Every REORG job has a successor job that rebinds the five packages accessing ACCT_TRANSACTION:

//REBIND   EXEC PGM=IKJEFT01
//SYSTSPRT DD SYSOUT=*
//SYSTSIN  DD *
  DSN SYSTEM(DB2P)
  REBIND PACKAGE (CNBCOLL.PGMTRAN1.(*)) EXPLAIN(YES)
  REBIND PACKAGE (CNBCOLL.PGMTRAN2.(*)) EXPLAIN(YES)
  REBIND PACKAGE (CNBCOLL.PGMBAL01.(*)) EXPLAIN(YES)
  REBIND PACKAGE (CNBCOLL.PGMINQ01.(*)) EXPLAIN(YES)
  REBIND PACKAGE (CNBCOLL.PGMRPT01.(*)) EXPLAIN(YES)
  END
/*

Results

After four weeks on the new strategy:

The average CLUSTERRATIOF for the current partition actually improved, despite fewer REORGs. The reason: with the metric-gated approach, REORG now runs when it's most needed (when clustering drops to 0.75) rather than on a fixed schedule that might catch it at 0.90 (wasted REORG) or at 0.55 (waited too long).

Lessons Learned

Lesson 1: Measure before you REORG. The biggest efficiency gain came from not REORGing partitions that didn't need it. Calendar-based scheduling is lazy. Metric-based scheduling is smart.

Lesson 2: Online REORG is not always more expensive. The per-partition cost of online REORG (SHRLEVEL CHANGE) is higher than offline. But the total cost is lower when you REORG fewer partitions and eliminate the separate COPY and RUNSTATS jobs through inline execution.

Lesson 3: The COBOL developer is part of the solution. Rob's monitoring program (UTLMONPR) replaced a manual DBA process that ran "when someone remembered." The developer who understands the data patterns is the right person to design the monitoring logic.

Lesson 4: DRAIN_WAIT and RETRY settings matter. The initial deployment used DRAIN_WAIT 30 with RETRY 2. The first week, two REORGs terminated because a batch program had a 45-second commit interval. Increasing DRAIN_WAIT to 120 and RETRY to 5 eliminated the problem. Know your batch commit patterns.

Lesson 5: Inline operations are free performance. Inline COPY and RUNSTATS add negligible time to the REORG (the data is already being read) and eliminate two separate utility passes. There is no reason to run them separately unless you have a specific scheduling constraint.

Discussion Questions

1. CNB's strategy is metric-gated: REORG runs only when thresholds are breached. What are the risks of this approach compared to a fixed schedule? How would you mitigate them?

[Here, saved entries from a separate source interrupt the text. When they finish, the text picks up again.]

PR #4452, opened 2022-09-14
Reschedulable tasks

bakulf:
This is the algorithm I was discussing with you. It seems to work fine. Not for 2.10.

### DIFF
--- a/src/tasks/group/taskgroup.cpp
+++ b/src/tasks/group/taskgroup.cpp
@@ -51,9 +51,35 @@ void TaskGroup::cancel() {
   }
 }
 
-bool TaskGroup::deletable() const {
+Task::DeletePolicy TaskGroup::deletePolicy() const {
+  // The policy for task group is:
+  // - if there is at least 1 non-deletable task, the group is non-deletable
+  // - if the tasks are all reschedulable, the group is reschedulable
+  // - if there are no reschedulable tasks, the group is deletable
+  // - fallback: the task is not deletable
+
+  int reschedulable = 0;
   for (Task* task : m_tasks) {
-    if (!task->deletable()) return false;
+    switch (task->deletePolicy()) {
+      case NonDeletable:
+        return NonDeletable;
+
+      case Reschedulable:
+        ++reschedulable;
+        break;
+
+      default:
+        break;
+    }
   }
-  return true;
+
+  if (reschedulable == m_tasks.length()) {
+    return Reschedulable;
+  }
+
+  if (reschedulable == 0) {
+    return Deletable;
+  }
+
+  return NonDeletable;
 }
--- a/src/tasks/group/taskgroup.cpp
+++ b/src/tasks/group/taskgroup.cpp
@@ -56,7 +56,7 @@ Task::DeletePolicy TaskGroup::deletePolicy() const {
   // - if there is at least 1 non-deletable task, the group is non-deletable
   // - if the tasks are all reschedulable, the group is reschedulable
   // - if there are no reschedulable tasks, the group is deletable
-  // - fallback: the task is not deletable
+  // - if there is at least 1 reschedulable task, the group in non-deletable
 
   int reschedulable = 0;
   for (Task* task : m_tasks) {
--- a/src/taskscheduler.cpp
+++ b/src/taskscheduler.cpp
@@ -79,8 +79,6 @@ void TaskScheduler::taskCompleted() {
 }
 
 void TaskScheduler::deleteTasksInternal() {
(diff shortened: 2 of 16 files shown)


src/tasks/group/taskgroup.cpp
```diff
@@ -51,9 +51,35 @@ void TaskGroup::cancel() {
   }
 }
 
-bool TaskGroup::deletable() const {
+Task::DeletePolicy TaskGroup::deletePolicy() const {
+  // The policy for task group is:
+  // - if there is at least 1 non-deletable task, the group is non-deletable
+  // - if the tasks are all reschedulable, the group is reschedulable
+  // - if there are no reschedulable tasks, the group is deletable
+  // - fallback: the task is not deletable
```
brizental, line 59: Hum, it is not obvious to me why you landed on this policy for groups. Would you mind expanding?

src/taskscheduler.cpp
```diff
@@ -79,19 +79,40 @@ void TaskScheduler::taskCompleted() {
...
-  if (m_running_task && m_running_task->deletable()) {
+  if (m_running_task && m_running_task->deletePolicy() == Task::Deletable) {
     m_running_task->cancel();
     m_running_task->deleteLater();
     m_running_task->disconnect();
     m_running_task = nullptr;
   }
+
+  if (!reschedulableTasks.isEmpty()) {
+    QTimer::singleShot(500, this, [this, reschedulableTasks]() {
```
brizental, line 112: Why wait 500 seconds pushing the task to the end of the line? Also, what if we have multiple reschedulable tasks in a row? One single run of this timer would reschedule all of them, but there would be multiple timers running, no? Wouldn't it make more sense to schedule a timer per task and ditch the `reschedulabeTasks` list?

tests/unit/testtasks.cpp
```diff
@@ -104,8 +104,58 @@ void TestTasks::function() {
   QVERIFY(completed);
 }
 
-void TestTasks::removeDevice() {
```
brizental, line 107: Would you mind filing a ticket as a reminder that we need to write removeDevice task tests?

tests/unit/testtasks.cpp
```diff
@@ -104,8 +104,58 @@ void TestTasks::function() {
...
+
+  // The first one is t2.
+  QCOMPARE(sequence.at(0), 2);
+
+  // Then we have t4 because t3 is rescheduable.
+  QCOMPARE(sequence.at(1), 4);
+
+  // The 2 reschedulable tasks: t3 and the sentinel.
+  QCOMPARE(sequence.at(2), 3);
+  QCOMPARE(sequence.at(3), 99);
```
brizental, line 158: I think there should also be tests for the TaskGroup delete policy.

src/tasks/group/taskgroup.cpp
bakulf: My idea is that the group should not override the policy of the sub-tasks.
1. The first point seems reasonable: if there is at least 1 non-deletable task the whole group is non-deletable.
2. The second one makes sense too: if all are reschedulable, the group is reschedulable.
3. The third one seems correct: if all are deletable -> let's delete the entire group
4. the last one is the complex one. If we are here, we have some reschedulable tasks, and some deletable ones. We don't know if changing the order of the execution we can introduce bugs, so my approach is: do nothing, keep the group as it is.

tests/unit/testtasks.cpp
bakulf: https://mozilla-hub.atlassian.net/browse/VPN-2896

src/tasks/group/taskgroup.cpp
brizental:
```suggestion
  // - if there is at least 1 reschedulable task, the group in non-deletable
```
Just to make it clear.

tests/unit/testtasks.cpp
```diff
@@ -104,8 +105,97 @@ void TestTasks::function() {
...
+                     new TaskFunction([&]() {}, Task::Reschedulable)});
+    QCOMPARE(g->deletePolicy(), Task::Reschedulable);
+    delete g;
+  }
+
+  // Not deletable group if mixed
+  {
+    TaskGroup* g = new TaskGroup(
+        QList<Task*>{new TaskFunction([&]() {}, Task::NonDeletable),
+                     new TaskFunction([&]() {}, Task::Reschedulable)});
```
brizental, line 195: This group falls on the same code path as the group in line 172. Maybe do Deletable, Reschedulable instead?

2. The DRAIN_WAIT and RETRY settings were adjusted after the first week. How would you determine the optimal values for your own environment without trial and error?

3. Rob's monitoring program runs daily. Could real-time monitoring (checking metrics continuously) be better? What would be the trade-offs?

4. The mapping table for online REORG resides in the same database as the production data. Is this a good practice? What would happen if the mapping table's tablespace had a media failure during REORG?

5. CNB chose TIMEOUT TERM, which terminates the REORG if drain fails. Under what circumstances might TIMEOUT ABEND (terminate the blocking application) be the better choice?